Marissa Grace

Marissa Grace takes the stage at Del Mar Fair

The album cover of Marissa Grace’s latest work.

Neil Sedaka, Smokey Robinson and Dionne Warwick are set to play this year’s San Diego County Fair, which first opened in 1936, when Sedaka was a mere 3-years old. None of them, of course, had the foggiest as to what the American entertainment realm held for them. Life was big and scary, and for all they knew, their talents were hidden in everything from landscape architecture to shoe sales. 

History, of course, had other ideas — ideas that one La Mesa native has already embraced out of hand. At 16, she’s just worked her fourth consecutive fair; she’ll sing the National Anthem this Friday, June 7, as the Padres take on the Washington Nationals at Petco; she and her band have already played Cleveland’s Rock & Roll Hall of Fame; she’s been a Spotify featured artist and participated in a Nickelodeon national campaign on teen self-esteem; and she’s let her disarmingly charitable spirit fuel everything from her music to her off-the-charts grade point average.

For the sake of their illustrious careers, the other three simply must reach out and see how it’s done. 

Singer/songwriter Marissa Grace, after all, had an impression to impart on Friday, May 31. That’s when her band was set to take the fair’s Ballast Point Paddock Stage, their music infused with layer after layer of blues, rock, jazz and whatever else came to mind. Grace, whose mother and father are musicians, has described her music as “open” and “diverse” amid its themes, which include items like teen body image and hope for the future — but she agrees that positive story interpretation, apart from musical style, is its key.

“I look at everything I go through,” she explains, “and I try to get a perspective.
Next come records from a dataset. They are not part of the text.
Issue #498, opened 2023-08-16
Make settings tabs more consistent style wise


SteveMicroNova:
(Ex: every settings page has an X in the top right to go back to the settings page, but the Updates page has [<- Back to App] button in the top left instead, Configuration has the wrong font)

SteveMicroNova:
Since writing this issue, I've been made aware that the Updates page may be separate and different on purpose, I'd like to affirm whether or not we want to actually change it @linknum23

Changing it would require either merging it into our current react app so it can make use of the same stylings, or making it into its own react app and copying a lot of the same style info over

linknum23:
The updater is a completely separate app. Migrating it would be a fair amount of work.
 I like the idea of making it look pretty like our current UI, but I think we may want to wait on our changes to the updater for imaging to avoid doing extra work.

SteveMicroNova:
> I think we may want to wait on our changes to the updater for imaging to avoid doing extra work.

Got it, splitting this issue out and adding the Updater page portion to #780

PR #767, opened 2024-06-24
Settings UI Fixes

### LINKED ISSUE #554: Settings mobile view
image
The tops of every settings page are cut off on mobile (at least on my iPhone 8)
This makes all of the settings titles be cut in half as shown in the image

SteveMicroNova:
Working on a handful of issues relating to setting page UI concerns, as seen in the 0.4.0 project board UI/UX section

Intends to close #554 and #498

### Checklist


web/src/components/PageHeader/PageHeader.scss
```diff
@@ -1,7 +1,8 @@
 @use "src/general.scss";
 
 .page-header {
-  margin: 0.5rem;
+  padding-top: 2rem;
+  margin: 1rem;
```
SteveMicroNova, line 5: This fixes #554 by pushing the top of the page down, needs to be tested in the app as the issue we were having is entirely related to mobile safari, but this change will effect the app as well

I've only tested with safari thus far as I can locally host a webserver, but I can't advertise that webserver to the app afaik

SteveMicroNova: image

I've deployed to Lamplipi and it does not negatively effect the mobile layout

SteveMicroNova: Note that this is on an iPhone 8, the big gap at the top of the screen between the time and battery life info isn't part of the screen, but is where the camera and phone speaker go

SteveMicroNova: The true root of this issue was the List components that were custom built having weird styling that pushed stuff up for some reason

I've undone these changes and have not regained the problem they aimed to fix, so :+1:

web/src/pages/Settings/Settings.jsx
```diff
@@ -77,102 +94,85 @@ const Settings = ({ openPage }) => {
...
-                                        UnsaveURL();
-                                    }
-                                    setIsSavedUrl(e.target.checked);
-                                }}
-                            />
-                        </div>
-                    )}
-                </List>
-            </div>
+            <List style={{width: "400px", maxWidth: "100%"}}>
```
SteveMicroNova, line 97: This inline styling is an approximation of the previous styling, I used an approximation as I couldn't find what was making the old list be as wide as it was when the new one wasn't like that by default

It looks the exact same on my computer screen, but will never be too large to fit the screen either. Should be the same on mobile, too; testing shortly

SteveMicroNova:
This PR is ready for review pending an answer to [this question](https://github.com/micro-nova/AmpliPi/issues/498#issuecomment-2197275098) on #498

SteveMicroNova:
This code is currently deployed to lamplipi, if you wish to see it while reviewing. You should not see a difference when switching between inhouse and lamplipi on the settings pages now., see image at top of the thread to see what was solved by replacing the List and ListItem components

amplipi/updater/static/index.html
```diff
@@ -18,13 +18,19 @@
...
+      }
+    </script>
   </head>
 
   <body>
 
     <main role="main" class="container">
       <p class="">
-        <a id="back-to-app" class="btn btn-primary btn-sm text-center" role="button" href="/" onclick="javascript:event.target.port=80"><i class="fa fa-arrow-left"></i> Back to App</a>
+        <a id="back-to-app" class="btn btn-primary btn-sm text-center" role="button" href="/" onclick="redirectToSettings()"><i class="fa fa-arrow-left"></i> Back to App</a>
```
SteveMicroNova, line 33: This change causes tests to fail and stops config upload from working for some reason
Looking into this now

SteveMicroNova: It specifically breaks `test_zeroconf` with an assertion error as the last line in the file asserting that `5000 == 9898` and not liking that

amplipi/updater/static/index.html
```diff
@@ -24,7 +24,7 @@
 
     <main role="main" class="container">
       <p class="">
-        <a id="back-to-app" class="btn btn-primary btn-sm text-center" role="button" href="/" onclick="javascript:event.target.port=80"><i class="fa fa-arrow-left"></i> Back to App</a>
+        <a id="back-to-app" class="btn btn-primary btn-sm text-center" role="button" href="/#/settings" onclick="javascript:event.target.port=80"><i class="fa fa-arrow-left"></i> Back to App</a>
```
SteveMicroNova, line 27: Solving the zeroconf error was much simpler than I thought

rtertiaer:
I think this PR introduced #777 ; can you please stylize these consistently? inconsistent font families makes the app feel unpolished.

rtertiaer (changes requested):
I think this PR introduced https://github.com/micro-nova/AmpliPi/issues/777 ; can you please stylize these consistently? inconsistent font families makes the app feel unpolished.

SteveMicroNova:
> I think this PR introduced #777 ; can you please stylize these consistently? inconsistent font families makes the app feel unpolished.

Could you point to an example of this issue within this branch? The fonts look the same to me, maybe just with a different weight for the header vs the others but no outright different fonts afaik

web/src/App.jsx
```diff
@@ -18,8 +18,10 @@ import PropTypes from "prop-types";
 export const usePersistentStore = create(
     persist(
         (set) => ({
-            selectedSource: 0,
+            selectedSource: null,
             setSelectedSource: (selected) => {
+                console.log("SELECTED:");
+                console.log(selected);
```
rtertiaer, line 24:
```suggestion
```

web/src/pages/Settings/Groups/Groups.jsx
```diff
@@ -31,27 +32,31 @@ const GroupListItem = ({ group, zones }) => {
...
+                        zones={zones}
+                        onClose={() => {
+                            setModalOpen(false);
+                        }}
+                        del={deleteGroup}
+                        apply={editGroup}
+                    />
+                )}
+            </ListItem>
+            <Divider component="li" />
```
rtertiaer, line 58: honest question; does it look better without the divider and just bigger margins? that's what seemed to work well on the stream page, but maybe these cases are different?

rtertiaer (changes requested):
can you squash this? looks pretty good otherwise!

web/src/pages/Settings/Groups/Groups.jsx
SteveMicroNova: > that's what seemed to work well on the stream page

The stream page also has these dividers, they're added here due to the issue being "Make all the errant stylings in the settings tabs fall in line"
I think you'll have to clarify somewhat when you're back to show me what you mean

web/src/App.jsx
SteveMicroNova: Good catch, this seems to have made it in due to me switching branches after testing #788

web/src/pages/Settings/Groups/Groups.jsx
rtertiaer: personally I think dividers should separate sections, not individual items in a list. imo visually it reads more like a list if there isn't separation. for example, [material design doesn't use a divider but only whitespace between list items](https://m3.material.io/components/lists/overview).

SteveMicroNova: That page has 1 instance of being whitespace separated:
image

And two instances of divider-separation:
image
image


So it seems to be a matter of personal preference, I may say we bring this up in todays meeting to poll for group preference

rtertiaer: i think i'd prefer to see a before and after of AmpliPi with & without dividers, if we're gonna compare anything. it looked better in the one case where I removed them; not convinced that's true here too, which is why i asked instead of suggested.

SteveMicroNova: Before:
image

After:
Screenshot 2024-07-22 130914

linknum23: I like the lines!

rtertiaer: lines it is then :sunglasses:

web/src/App.jsx
```diff
@@ -18,7 +18,7 @@ import PropTypes from "prop-types";
 export const usePersistentStore = create(
     persist(
         (set) => ({
-            selectedSource: 0,
+            selectedSource: null,
```
rtertiaer, line 21: why did you do this? if this is a bug, it's not explained.

0 is [falsy](https://developer.mozilla.org/en-US/docs/Glossary/Falsy), and it appears you just moved the setting logic to something in PlayerCardFb

SteveMicroNova: This looks like I was attempting to do an early crack at what I ended up doing in #788, being that this handles autoselection and is in a branch that predates the successfully merged autoselection functionality

rtertiaer (approved):
does this fix https://github.com/micro-nova/AmpliPi/issues/833 too? :sunglasses: :clap:

SteveMicroNova:
> does this fix https://github.com/micro-nova/AmpliPi/issues/833 too?
Let me deploy this and check real quick, if it does I'll connect that issue before merging so it gets closed as well

SteveMicroNova:
> Let me deploy this and check real quick, if it does I'll connect that issue before merging so it gets closed as well

No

I see how I dealt with [a life situation] and how other people are dealing with it and that everyone has a chance to have a clean slate and rid themselves of all the [adversity] that comes their way.”
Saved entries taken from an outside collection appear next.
Issue #766, opened 2024-06-23
Constant "Error: 'playlist_loop', trying again in 2 seconds..." messages when LMS playlist is empty


sumnerboy12:
I am running LMS on a different server (192.168.10.112). I noticed recently that if I clear the playlist on LMS, for the AmpliPi client I have configred (via the LMS web UI) I start see the following messages in the Amplipi logs;

```
"2024-06-23T22:49:05.868+12:00","amplipi","DEBUG:urllib3.connectionpool:Starting new HTTP connection (1): 192.168.10.112:9000"
"2024-06-23T22:49:05.872+12:00","amplipi","DEBUG:urllib3.connectionpool:http://192.168.10.112:9000 ""POST /jsonrpc.js HTTP/1.1"" 200 240"
"2024-06-23T22:49:05.876+12:00","amplipi","Error: 'playlist_loop', trying again in 2 seconds..."
"2024-06-23T22:49:05.877+12:00","amplipi","INFO:__main__:Error: 'playlist_loop', trying again in 2 seconds..."
"2024-06-23T22:49:06.685+12:00","amplipi","INFO:     192.168.10.21:59830 - ""GET /api HTTP/1.1"" 200 OK"
"2024-06-23T22:49:07.885+12:00","amplipi","DEBUG:urllib3.connectionpool:Starting new HTTP connection (1): 192.168.10.112:9000"
"2024-06-23T22:49:07.889+12:00","amplipi","DEBUG:urllib3.connectionpool:http://192.168.10.112:9000 ""POST /jsonrpc.js HTTP/1.1"" 200 239"
"2024-06-23T22:49:07.893+12:00","amplipi","Error: 'playlist_loop', trying again in 2 seconds..."
"2024-06-23T22:49:07.893+12:00","amplipi","INFO:__main__:Error: 'playlist_loop', trying again in 2 seconds..."
```

As soon as I add something to the LMS playlist these message stop, and then immediately start again if I clear the playlist. Seems very reproducible.

rtertiaer:
Some of this is definitely as a result of setting the log level to DEBUG; it's exposed urllib3's DEBUG  level logging as well, which is definitely less than ideal.

sumnerboy12:
Yeah not too worried about the `DEBUG` logging, although agree it would be nice to quieten it down a bit.

It is the `Error:` logging that concerns me - is that an error being returned from LMS or generated in the AmpliPi LMS client code?

sumnerboy12:
[...]

PR #768, opened 2024-06-24
Reduce noise from LMS automated media device mounting script, service

### LINKED ISSUE #733: Fix broken LMS client connection, or stop spamming logs
It's not clear what's prompting [this to happen](https://github.com/micro-nova/AmpliPi/pull/682#issuecomment-2135447077), but it ought not. Either correct the invocation involved here, or gracefully handle the disconnect case instead of spamming the logs with tracebacks.

Related to #682.

SteveMicroNova:
Closes #733 by making fewer logs and only running the noisy part when it's meant to

### Checklist

### DIFF
--- a/scripts/edit_media_directories.py
+++ b/scripts/edit_media_directories.py
@@ -5,6 +5,8 @@ import requests
 import logging
 import sys
 import subprocess
+import urllib3
+import urllib3.exceptions
 
 def CheckLMSMode():
     try:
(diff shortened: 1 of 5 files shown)


SteveMicroNova:
Needs to be tested with an actual USB drive during LMS mode
I do not currently have a USB drive

rtertiaer:
might make sense to roll #766 into this as well

rtertiaer:
I'll review this when you've tested it

SteveMicroNova:
> Needs to be tested with an actual USB drive during LMS mode
> I do not currently have a USB drive

I recovered my USB drive at end of day yesterday, after some further tweaks it now works just fine, even caught some other noisy errors that were nonissues caused by a race condition during startup (will point those out in a self review shortly)

scripts/edit_media_directories.py
```diff
@@ -20,25 +31,42 @@ def get_usb_drives(logger: logging.Logger):
...
+        for drive in usb_drives:
+          drives += f"{drive}, "
+        logger.info(f"Detected drives: {drives}")
+        logger.info("If you wish to mount these to the internal LMS server, please go to Config and set LMS Mode")
+  except urllib3.exceptions.MaxRetryError:
+    # This error is extremely common during startup, but isn't actually broken
+    # It seemingly only occurs on startup, leading me to believe it is a race condition with other things starting up
+    logger.error("LMS Automated Drive Mounting has encountered an error due to a race condition during startup, if this persists (or happened outside of startup) please contact support@micro-nova.com with a copy of these logs")
+  except Exception as e:
+    logger.error(f"LMS Automated Drive Mounting has encountered an error: {e}")
```
SteveMicroNova, line 68: Note the comment here, the requests.post above will throw errors if it attempts to run while LMS is starting, but will be fine once LMS is finished loading

scripts/edit_media_directories.py
```diff
@@ -5,11 +5,22 @@
 import requests
 import logging
 import sys
+import subprocess
+import urllib3
+import urllib3.exceptions
+
+def CheckLMSMode():
```
linknum23, line 12: CamelCase is typically used only for classes in python. Is there a specific reason this and the LMSMode variable below are in camel case?

scripts/edit_media_directories.py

Witness, for example, the inspiration behind “Journey,” a single from the LP “Will,” released last fall and titled after Grace’s grandfather. 

“Let the current take you anywhere it wants to,” Grace lilts, “The journey of your life, it all begins tonight.” 

The alto and soprano are languid and free, their heavy vibrato fueling the promise of happier times regardless of the obstacle. 

Similarly, her lyrics frame life’s disappointments as divots in an otherwise smooth road, one that ends without fear of reprisal. 

“My boy, my boy, my boy,” she quietly scolds in the eponymous single, “don’t love me like he promised. My boy, my boy, my boy, he ain’t a man; he sure as hell ain’t honest.”

Such depth of perspective for one so young; such lifelong command of everything from guitar to piano to ukulele to the upright bass; such relentless vocal control along the order of Wildomar native Tori Kelly, to whom she’s typically compared. The difference is that Kelly has ten years on Grace, which only means the latter has processed her emotional spectrum as efficiently as only a true artist knows how.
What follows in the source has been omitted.